TASK INPUTS ::
* * *

PR #449, opened 2022-12-19
Add rate limiting to the authentication endpoints

pezholio:
Following [a recommendation by CodeQL](https://github.com/ministryofjustice/hmpps-approved-premises-ui/security/code-scanning/3), I’ve added some rate limiting to the endpoints that use authentication. This uses `express-rate-limit` and `rate-limit-redis` to prevent too many requests to specific endpoints/middleware. The rateLimiter function has options we can pass to set the window and max number of requests that can be made to an endpoint before hitting a rate limit.

For the authentication endpoints, I’ve set this to 10 requests per IP address per 10 minute window, and 100 requests per 1 minute windw for the authorisation endpoints which seems like a reasonable default to start with.


pezholio:
I'm going to close this as a no-op. It's going to be tricky to do rate-limiting on an IP basis, as the IP addresses that will be accessing the application will be limited to a handful of IPs from the corporate network or VPN, so we'll end up rate limiting unneccessarily. It's also low-risk as the application is purely internal.

PR #450, opened 2022-12-19
956, 957, 958, 959, 960 Bug tickets

richpjames:
# Context

This PR fixes some of the issues spotted during mock user testing. 

Tickets: 
[956](https://trello.com/c/LKh43dZf/956-accommodation-is-mispelled-in-some-places-throughout-the-app), [957](https://trello.com/c/OVGsbrTO/957-back-buttons-dont-exist-on-the-first-page-of-each-section), [958](https://trello.com/c/JtPv0SWk/958-copy-edits), [960](https://trello.com/c/KGOJihAa/960-remove-access-needs-additional-adjustments-page), [959](https://trello.com/c/5X5iCVCX/959-back-to-dashboard-link-takes-users-to-booking-page)

# Changes in this PR
- Correct mispelling 'accomodation' of 'accommodation'
- Minor copy changes
- Add back button for the first page of each task and test all the other back buttons
- Remove 'access needs additional adjustments page'
- Back to dashboard links in Manage now take users back to Premises dashboard as opposed to the booking page


server/views/applications/pages/layout.njk
```diff
@@ -21,7 +21,12 @@
 
 {% block content %}
 
-  {% if page.previous() %}
+  {% if page.previous() === 'dashboard' %}
```
pezholio, line 24: Should we default to going back to the dashboard if there's no back link rather than having `dashboard`? I can't think of any circumstance where we won't have a back link.

pezholio (approved):
LGTM - just one teeny thing

server/views/applications/pages/layout.njk
richpjames: So the exception to the rule is the first page after the CRN lookup (Sentence Type) which you can't go back on. 
Although the code isn't as nice I thought it might be clearer to people other than us where the link is going to have it explicitly say 'dashboard' (although we don't do this for the `next` method. 
I could do something different though EG have an explicit 'none' returned from the `previous` method mean we don't show a backlink, if you think that would be better?

PR #451, opened 2022-12-20
20/12 Content changes

beth-dixxon:
# Context
We've made some content changes based off the AP backlog. Tests were failing on the previous commit due to 're-release' being removed as an option on the 'Sentence type' screen.

# Changes in this PR

-  content changes to risk management plan 
-  removed 're-release' from sentence type and changed item length (which was causing issues) 
-  changed 'service user' to person on PP dashboard


richpjames (approved):
Looks good @beth-dixxon 
I've made a couple of changes to the commit history just to tidy things up a bit.

PR #452, opened 2022-12-20
Fix/E2E test fail due to 'Back to dashboard' link changing

richpjames:
The adjustment of the 'Back To Dashboard' link in #450 broke the booking extension E2E tests but it didn't show up until they ran post-merge.


pezholio (approved):
LGTM 👍

PR #584, opened 2023-02-28
(1066) Fix - cancellation reason

richpjames:
# Context
The screenshot on the ticket shows the input missing. Whilst I couldn't reproduce that bug I did notice that the value of the 'reason' input wasn't be retained on refreshes (IE if you fill in a 'reason' but not the date, when you see the error for missing the date the reason will be gone). 

[Trello](https://trello.com/c/JixgUl9x/1066-cancel-placement-screen-is-missing-reasons-for-cancelling-placement-radios)

# Changes in this PR
- Add a stub for the `/profile` endpoint 
- Add a util to resolve the path to a property in an object 
- Use that function in the `convertObjectsToRadioItems` function


pezholio (approved):
Oh, nice catch. Like the solution too!

PR #586, opened 2023-02-28
(1247) Set `in_community` release type

pezholio:
If the release type for a person is either a community order or a bail placement, then the person is currently in the community, so we don’t ask what the release type is. In these circumstances, we return a releaseType of `in_community`


pezholio:
[Fetch important data from the application in the frontend](https://trello.com/c/U3x8YUZH/1247-fetch-important-data-from-the-application-in-the-frontend)

richpjames (approved):

PR #595, opened 2023-03-02
(1276) Check a CRN is in a user's caseload when searching at the start of an application

pezholio:
There was originally a check for this after the user confirmed the person's details, but this was not getting caught as the API was returning a 400, not a 403. After some reflection, I decided that this was too late in the flow, and we should be catching this error when searching. 

We've now added a `checkCaseload` option to the person search API endpoint, which returns a 403 if the person is not in the user's caseload. 

This PR optionally adds this flag to the search, catches the 403 and displays an error. It's worth pointing out that we may get a 403 for limited access offenders too, but we can iterate as we go with this.

### DIFF
--- a/server/data/personClient.ts
+++ b/server/data/personClient.ts
@@ -25,9 +25,17 @@ export default class PersonClient {
     this.restClient = new RestClient('personClient', config.apis.approvedPremises as ApiConfig, token)
   }
 
-  async search(crn: string): Promise<Person> {
+  async search(crn: string, checkCaseload: boolean): Promise<Person> {
+    let query = { crn } as Record<string, string | boolean>
+
+    if (checkCaseload) {
+      query = { ...query, checkCaseload: true }
+    }
+    const queryString: string = qs.stringify(query, { encode: false, indices: false })
+
+    const path = `${paths.people.search({})}?${queryString}`
     const response = await this.restClient.get({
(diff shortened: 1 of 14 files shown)


pezholio:
[API returning 400 rather than 403 when applicant not authorised to create application](https://trello.com/c/gwUTNw2m/1276-api-returning-400-rather-than-403-when-applicant-not-authorised-to-create-application)

server/data/personClient.ts
```diff
@@ -25,9 +25,10 @@ export default class PersonClient {
     this.restClient = new RestClient('personClient', config.apis.approvedPremises as ApiConfig, token)
   }
 
-  async search(crn: string): Promise<Person> {
+  async search(crn: string, checkCaseload: boolean): Promise<Person> {
+    const path = `${paths.people.search({})}?crn=${crn}${checkCaseload ? '&checkCaseload=1' : ''}`
```
richpjames, line 29: Why use `1` over `true` as the value for `checkCaseload`? 
I wonder if we could use `qs` to make this slightly neater?

richpjames (approved):
LGTM

server/data/personClient.ts
pezholio: Actually, scratch that. I'll go with `true` as I've tested it locally and it works fine 👍

PR #601, opened 2023-03-07
(1310) Add a landing page

pezholio:
This adds a dashboard / landing page, which is the first thing the user sees after logging in ([cribbed in part from CAS3](https://github.com/ministryofjustice/hmpps-temporary-accommodation-ui/pull/69)). They will see different links depending on what they have access to. We could be smarter by redirecting a user to one service if they can only access that one service, but that can come later. 

It has also raised the issue that at the moment, we don't control access by role. This should be something we address as some point before golive

image

### DIFF
--- a/server/controllers/dashboardController.ts
+++ b/server/controllers/dashboardController.ts
@@ -1,7 +1,7 @@
 import type { Request, RequestHandler, Response } from 'express'
 import paths from '../paths/manage'
 
-export default class ApplicationController {
+export default class DashboardController {
   index(): RequestHandler {
     return (_req: Request, res: Response) => {
       res.redirect(paths.premises.index({}))
--- a/server/controllers/dashboardController.ts
+++ b/server/controllers/dashboardController.ts
@@ -1,10 +1,9 @@
 import type { Request, RequestHandler, Response } from 'express'
-import paths from '../paths/manage'
 
 export default class DashboardController {
   index(): RequestHandler {
     return (_req: Request, res: Response) => {
-      res.redirect(paths.premises.index({}))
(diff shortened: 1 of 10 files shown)


pezholio:
[Add a homepage with services that can be accessed by the user](https://trello.com/c/T4rQ3p4H/1310-add-a-homepage-with-services-that-can-be-accessed-by-the-user)

server/controllers/dashboardController.ts
```diff
@@ -1,7 +1,7 @@
 import type { Request, RequestHandler, Response } from 'express'
 import paths from '../paths/manage'
 
-export default class ApplicationController {
+export default class DashboardController {
```
richpjames, line 3: This is going to make finding the Applications controller so much easier!

server/views/dashboard/index.njk
```diff
@@ -0,0 +1,50 @@
...
+
+{% set pageTitle = applicationName %}
+{% set mainClasses = "app-container govuk-body" %}
+{% set bodyClasses = "dashboard--index" %}
+
+{% block content %}
+
+  {% include "../_messages.njk" %}
+
+  <h1>Approved Premises</h1>
```
richpjames, line 11: I think it's better to pass the title in from the controller

richpjames (approved):

server/views/dashboard/index.njk
pezholio: Good call 👍

server/controllers/dashboardController.ts
pezholio: I considered keeping the name the same, but I'm glad I didn't now! 😆

PR #606, opened 2023-03-08
Fix E2E tests for Apply and Manage

richpjames:
This tidies up some of the testing for the Partner Agency page and makes sure we submit the number of lost beds in the correct format. 
 
There are also some other miscelaneous fixes/improvements in the PR


pezholio (approved):
Nice work - some lovely quality of life fixes in the mix too 👍

PR #607, opened 2023-03-08
Update type generation action to use an app

pezholio:
This updates the Type Generation action to use a Github App, as outlined here:

https://github.com/peter-evans/create-pull-request/blob/main/docs/concepts-guidelines.md#authenticating-with-github-app-generated-tokens

This uses the app to generate a one-time usage token, which is more broad than the included `GITHUB_TOKEN`, so when the PR opens, the CI gets run.

### DIFF
--- a/.github/workflows/generate-types.yml
+++ b/.github/workflows/generate-types.yml
@@ -12,6 +12,12 @@ jobs:
   generate-types:
     runs-on: ubuntu-latest
     steps:
+      - name: Generate Token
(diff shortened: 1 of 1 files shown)


bryangaledxw (approved):

yndajas:
Is [this doc about updating the token](https://github.com/ministryofjustice/hmpps-approved-premises-ui/blob/main/doc/how-to/replace_type_generation_pr_token.md) redundant after this change?

PR #609, opened 2023-03-08
1249 - Add a 'Rejected'/'Suitable' tag if an Assessment has been completed

richpjames:
# Context
PPs would like to be able to see if an assessment has been accepted or rejected rather than simply 'completed'

# Changes in this PR
If an assessment has been completed we check if it has a status of 'accepted' or 'rejected' and return the most suitable tag.

### Before
image

### After
Assess -- shows a list of assessments
ts of UI changes

### DIFF
--- a/server/utils/assessments/utils.ts
+++ b/server/utils/assessments/utils.ts
@@ -334,7 +334,8 @@ const daysUntilDue = (assessment: Assessment): number => {
 
 const getStatus = (assessment: Assessment): string => {
   if (assessment.status === 'completed') {
-    return `<strong class="govuk-tag govuk-tag">Completed</strong>`
+    if (assessment.decision === 'accepted') return `<strong class="govuk-tag govuk-tag--green">Suitable</strong>`
+    if (assessment.decision === 'rejected') return `<strong class="govuk-tag govuk-tag--red">Rejected</strong>`
   }
 
   if (assessment.data) {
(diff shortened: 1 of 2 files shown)


server/utils/assessments/utils.ts
```diff
@@ -334,7 +334,8 @@ const daysUntilDue = (assessment: Assessment): number => {
 
 const getStatus = (assessment: Assessment): string => {
   if (assessment.status === 'completed') {
-    return `<strong class="govuk-tag govuk-tag">Completed</strong>`
+    if (assessment.decision === 'accepted') return `<strong class="govuk-tag govuk-tag--green">Suitable</strong>`
```
pezholio, line 337: Is "Suitable" definitely the wording we want here?

pezholio (approved):
LGTM - I'm assuming you've been your usual thorough self and checked that wording - I probably wouldn't have done it! 😆

server/utils/assessments/utils.ts
richpjames: Beth says she hasn't been able to go through this with Selina yet so the colours and copy are provisional for now.

richpjames: Suitable was suggested in Slack: https://mojdt.slack.com/archives/C02SHKETZ7F/p1676460188359239 
But I think Accepted might make more sense

pezholio: No drama - let's go with as is 👍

* * *

AIM OF THE EXERCISE ::
Retype word for word everything in the listing above from the line that holds "- Minor copy changes" down to the line that holds "pezholio, line 24: Should". Keep both end lines and leave out the rest.

EXERCISE ANSWER ::
- Minor copy changes
- Add back button for the first page of each task and test all the other back buttons
- Remove 'access needs additional adjustments page'
- Back to dashboard links in Manage now take users back to Premises dashboard as opposed to the booking page


server/views/applications/pages/layout.njk
```diff
@@ -21,7 +21,12 @@
 
 {% block content %}
 
-  {% if page.previous() %}
+  {% if page.previous() === 'dashboard' %}
```
pezholio, line 24: Should we default to going back to the dashboard if there's no back link rather than having `dashboard`? I can't think of any circumstance where we won't have a back link.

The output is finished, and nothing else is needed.